======== The data

PR #128, opened 2017-07-11
Fix env parameter in scripts, making it work in mac.

wanglei828:
The env parameters in scripts need to be the parameters in host machine not  container.


docker/scripts/dev_start.sh
```diff
@@ -96,7 +96,7 @@ function main(){
         -v /tmp/.X11-unix:/tmp/.X11-unix:rw \
         -v $LOCAL_DIR:/apollo \
         -v /media:/media \
-        -v $HOME:$HOME \
+        -v $HOME:/home/$USER \
```
startcode: what if $USER = root?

================

[Required action]:
Write every entry out again. Keep each one exact.

[Answer space]:
PR #128, opened 2017-07-11
Fix env parameter in scripts, making it work in mac.

wanglei828:
The env parameters in scripts need to be the parameters in host machine not  container.


docker/scripts/dev_start.sh
```diff
@@ -96,7 +96,7 @@ function main(){
         -v /tmp/.X11-unix:/tmp/.X11-unix:rw \
         -v $LOCAL_DIR:/apollo \
         -v /media:/media \
-        -v $HOME:$HOME \
+        -v $HOME:/home/$USER \
```
startcode: what if $USER = root?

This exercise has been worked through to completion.